You need to import PyCall on all of the workers, and import the Python module on all of the workers.

Using @everywhere using PyCall I get the error

WARNING: Node state is inconsistent: node 2 failed to load cache from /home/lps/.julia/lib/v0.6/PyCall.ji. Got:
WARNING: can only precompile from node 1
WARNING: Node state is inconsistent: node 8 failed to load cache from /home/lps/.julia/lib/v0.6/PyCall.ji. Got:
WARNING: can only precompile from node 1
WARNING: Node state is inconsistent: node 4 failed to load cache from /home/lps/.julia/lib/v0.6/PyCall.ji. Got:
WARNING: can only precompile from node 1
WARNING: Node state is inconsistent: node 9 failed to load cache from /home/lps/.julia/lib/v0.6/PyCall.ji. Got:
WARNING: can only precompile from node 1
WARNING: Node state is inconsistent: node 7 failed to load cache from /home/lps/.julia/lib/v0.6/PyCall.ji. Got:
WARNING: can only precompile from node 1
WARNING: Node state is inconsistent: node 5 failed to load cache from /home/lps/.julia/lib/v0.6/PyCall.ji. Got:
WARNING: can only precompile from node 1
WARNING: Node state is inconsistent: node 6 failed to load cache from /home/lps/.julia/lib/v0.6/PyCall.ji. Got:
WARNING: can only precompile from node 1
WARNING: Node state is inconsistent: node 3 failed to load cache from /home/lps/.julia/lib/v0.6/PyCall.ji. Got:
WARNING: can only precompile from node 1
ERROR: LoadError: On worker 2:
can only precompile from node 1

That format worked on Julia 0.6.0 but when I installed Julia on this computer it installed the 0.6.2, and by what I have seen it affects this syntax.

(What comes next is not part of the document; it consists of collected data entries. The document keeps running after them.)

PR #620, opened 2022-07-09
Clean up header files somewhat

eriols:


eriols:
I was running include_what_you_use on a library at my day job that has jansson as a submodule and noticed these suggestions, so I applied the ones that made sense to me here.

PR #662, opened 2023-09-28
A new attempt at location information for decoded JSON elements

n0-1:
This is a respin of the rejected #461 containing a reimplementation of the
feature in a less intrusive manner for library users keeping it disabled.

The nftables project is very interested in having this feature to provide
similar error reporting to its JSON API users as there is for non-JSON input.

This new implementation does not introduce any overhead on storage and
negligible on CPU cycles if not enabled: It then boils down to a few extra
function calls returning early after a simple variable value check.

The above is realized by storing json_t objects' location data in a hash table
indexed by the object's address. The table is initialized upon first insert,
which then registers a destructor function using atexit() to free up any data
at program exit (to avoid complaints from memory checkers like valgrind).

If an object is deleted, its corresponding hashtable entry is removed along
with it. To facilitate location data for simple values, the singleton 'true',
'false' and 'null' objects have to be turned into allocated data structures (so
they get a unique address in memory).

This MR contains five commits:

1. is fallout, a previous commit missed to update tests/.gitignore.
2. adds a function to print a format string with negative test results.
3. introduces the new decoder flag.
4. implements refcounted simple values.
5. contains the actual implementation.


n0-1:
Rebased onto current HEAD, no functional changes intended.

This merge request is lingering uncommented for over a year now. Quite frustrating to receive no feedback at all.

Is the implemented feature really unnecessary? How do other folks report semantic errors in JSON input?

Zer0-One:
It seems like a cool feature to me, and I appreciate that it's optional. @akheron thoughts?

It works fine for me in 0.6.2.

I’m not sure what kind of cluster system you have, but maybe you didn’t upgrade all the nodes to 0.6.2? You’d certainly get this kind of problem if you run 0.6.0 on some of the nodes and 0.6.2 on others.

I am testing using 2 nodes that i was sure that were installed with Julia 0.6.2

It seems to me that you may need to do run „using PyCall“ (using a single thread) on each machine. This will preconpile and create the *.ji file which each node will be looking for.
Once you have done this, try your code again.

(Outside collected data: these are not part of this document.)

PR #664, opened 2023-09-28
Use target-based cmake settings

Andrew-Au:
- Update minimum required to CMake version 3.5 (versions older than 3.5 are deprecated as of 3.27)
- update add_definitions to target_compile_definitions
- use target_include_directories for public library includes

### DIFF
--- a/CMakeLists.txt
+++ b/CMakeLists.txt
@@ -1,4 +1,4 @@
-cmake_minimum_required (VERSION 3.1)
+cmake_minimum_required (VERSION 3.5)
 project(jansson C)
 
 # Options
@@ -271,17 +271,14 @@ configure_file (${CMAKE_CURRENT_SOURCE_DIR}/cmake/jansson_config.h.cmake
 file (COPY ${CMAKE_CURRENT_SOURCE_DIR}/src/jansson.h
            DESTINATION ${CMAKE_CURRENT_BINARY_DIR}/include/)
 
-add_definitions(-DJANSSON_USING_CMAKE)
-
 # configure the private config file
 configure_file (${CMAKE_CURRENT_SOURCE_DIR}/cmake/jansson_private_config.h.cmake
                 ${CMAKE_CURRENT_BINARY_DIR}/private_include/jansson_private_config.h)
 
-# and tell the source code to include it
-add_definitions(-DHAVE_CONFIG_H)
-
-include_directories (${CMAKE_CURRENT_BINARY_DIR}/include)
 include_directories (${CMAKE_CURRENT_BINARY_DIR}/private_include)
+
+# Configuration flags will be set on project later once we have defined the target
+
 
 # Add the lib sources.
 file(GLOB JANSSON_SRC src/*.c)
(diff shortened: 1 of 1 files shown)


akheron:
Thanks! I'm not an expert in CMake, but if experts say that this is the right way to do it, I'm inclined to believe 😄 

Can you clarify why the `Jansson::jansson` alias is needed?

CMakeLists.txt
```diff
@@ -358,6 +355,20 @@ else()
       POSITION_INDEPENDENT_CODE true)
 endif()
 
+
+# Now target jansson is declared, set per-target values
+
+target_compile_definitions(jansson PUBLIC JANSSON_USING_CMAKE)
+target_compile_definitions(jansson PRIVATE HAVE_CONFIG_H)
```
JosiahWI, line 362:
```suggestion
target_compile_definitions(jansson PUBLIC JANSSON_USING_CMAKE PRIVATE HAVE_CONFIG_H)
```

Might be good to split across multiple lines for clarity, but there's no need to use two separate invocations of the `target_compile_definitions` command here.

CMakeLists.txt
```diff
@@ -358,6 +355,20 @@ else()
...
+
+target_include_directories(jansson PUBLIC
+	$<BUILD_INTERFACE:${CMAKE_CURRENT_BINARY_DIR}/include>
+	INTERFACE $<INSTALL_INTERFACE:include>
+)
+
+add_library( Jansson::jansson ALIAS jansson )
```
JosiahWI, line 369: This change is unrelated to the topic of this PR. An alias is often added for consistency so that the target name is the same whether you use `add_subdirectory`, `FetchContent`, or `find_package`.

CMakeLists.txt
```diff
@@ -358,6 +355,20 @@ else()
...
+
+# Now target jansson is declared, set per-target values
+
+target_compile_definitions(jansson PUBLIC JANSSON_USING_CMAKE)
+target_compile_definitions(jansson PRIVATE HAVE_CONFIG_H)
+
+target_include_directories(jansson PUBLIC
+	$<BUILD_INTERFACE:${CMAKE_CURRENT_BINARY_DIR}/include>
+	INTERFACE $<INSTALL_INTERFACE:include>
+)
```
JosiahWI, line 367: Nice, looks good. The formatting seems a bit inconsistent with `PUBLIC` on the line before its argument and `INTERFACE` on the same line as its argument.

CMakeLists.txt
```diff
@@ -271,18 +271,15 @@ configure_file (${CMAKE_CURRENT_SOURCE_DIR}/cmake/jansson_config.h.cmake
...
 configure_file (${CMAKE_CURRENT_SOURCE_DIR}/cmake/jansson_private_config.h.cmake
                 ${CMAKE_CURRENT_BINARY_DIR}/private_include/jansson_private_config.h)
 
-# and tell the source code to include it
-add_definitions(-DHAVE_CONFIG_H)
-
-include_directories (${CMAKE_CURRENT_BINARY_DIR}/include)
 include_directories (${CMAKE_CURRENT_BINARY_DIR}/private_include)
 
+# Configuration flags will be set on project later once we have defined the target
```
JosiahWI, line 280: Thanks for adding comments.

CMakeLists.txt
JosiahWI: It should be `jansson::jansson` with a lowercase j, to be consistent with the exported namespace.

CMakeLists.txt
```diff
@@ -271,18 +271,15 @@ configure_file (${CMAKE_CURRENT_SOURCE_DIR}/cmake/jansson_config.h.cmake
...
-
 # configure the private config file
 configure_file (${CMAKE_CURRENT_SOURCE_DIR}/cmake/jansson_private_config.h.cmake
                 ${CMAKE_CURRENT_BINARY_DIR}/private_include/jansson_private_config.h)
 
-# and tell the source code to include it
-add_definitions(-DHAVE_CONFIG_H)
-
-include_directories (${CMAKE_CURRENT_BINARY_DIR}/include)
 include_directories (${CMAKE_CURRENT_BINARY_DIR}/private_include)
```
JosiahWI, line 278: Why isn't this one moved as well?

How am I supposed to do that? using @everywhere? Opening a terminal on the machine and running it?

Normally I thought that the .ji file is read only on the master node, and the serialized data is sent over the network to the worker nodes. (So the worker nodes do not even need access to the file system.)

You could certainly try logging into each node and doing Pkg.update(); using PyCall from a single julia process, but I didn’t think it should be necessary? Wouldn’t hurt to try this as a debugging step, however … you might see that there is some error on one of the nodes.